The leading mobile network operators are now looking for an evolution of their monitoring fabric simply to keep pace as they evolve their core networks. In discussions with some of the largest global mobile operators, they have highlighted an array of use cases and deployment architectures that require extensive dedicated optical taps or Switched Port Analyzer (SPAN) ports to monitor traffic at a scale that is well beyond the limits of traditional monitoring solutions.
The figure below provides an example of one such network topology, outlining key nodes and associated control and data plane interfaces. The Big Tap Monitoring Fabric solution as shown scales with the overall mobile core architecture.
Figure 2: Scalable Big Tap Monitoring Fabric solution for LTE Evolved Packet Core (EPC)1
1 This diagram highlights only a small subset of nodes that might actually exist in an evolving LTE EPC. Additionally, the geographical and operational scale of such networks typically covers large metro areas with tens of data centers handling traffic from thousands of cell routers and millions of end user device
As shown above, bearer traffic may originate from 2G, 3G, or 4G capable user devices and will traverse the core network over a different set of nodes (SGSN/GGSN, MME, S-‐GW, P-‐GW, etc.). It can also use a range of control and data plane tunneling protocols (TCP, UDP, GRE, GTPv1, GTPv2, SCTP, PMIP, etc.). Additionally, the Layer 3 networks within the core are typically a mix of IPv4 (core) or IPv6 (end node) traffic. A sample user data flow would be as follows:
• An end User Equipment (UE) device sends an IP packet to an eNodeB through a radio link with its destination IP address set.

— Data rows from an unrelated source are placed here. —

PR #1088, opened 2024-03-20
add logger to all functions that doesn't contain context

mgold1234:
this commit add context to all ledt function at db.go file

### DIFF
--- a/internal/common/quota.go
+++ b/internal/common/quota.go
@@ -1,6 +1,7 @@
 package common
 
 import (
+	"context"
 	"encoding/json"
 	"fmt"
 	"io"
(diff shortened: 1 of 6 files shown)


internal/common/quota.go
```diff
@@ -76,9 +77,9 @@ func CheckQuota(orgID string, dB db.DB, quotaFile string) (bool, error) {
 			return false, fmt.Errorf("No default values in the quotas' file %s\n", quotaFile)
 		}
 	}
-
+	ctx := context.Background()
 	// read user created requests
-	count, err := dB.CountComposesSince(orgID, slidingWindow)
+	count, err := dB.CountComposesSince(ctx, orgID, slidingWindow)
 	if err != nil {
```
lzap, line 83: You need to pass real context in, this is not a test, is it?

lzap (changes requested):
Great work, one missed context that needs an explanation.

lzap (approved):
Great work.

• The eNodeB, on receiving the user data IP packet, encapsulates this payload in a GTP tunnel header and forwards it to the Service Gateway (S-‐GW). The GTP tunnel header includes an outer IP and a UDP encapsulation as well as the GTP specific header fields which include the Tunnel Endpoint Identifier (TEID).
• The S-‐GW, upon receiving the IP packet from the eNodeB, modifies the IP information in its GTP tunnel header and sends the packet to Packet Data Network Gateway (P-‐GW).
• The P-‐GW then removes GTP tunnel header from the packet and delivers the original packet sent by the UE device to the IP-‐based Packet Data Network.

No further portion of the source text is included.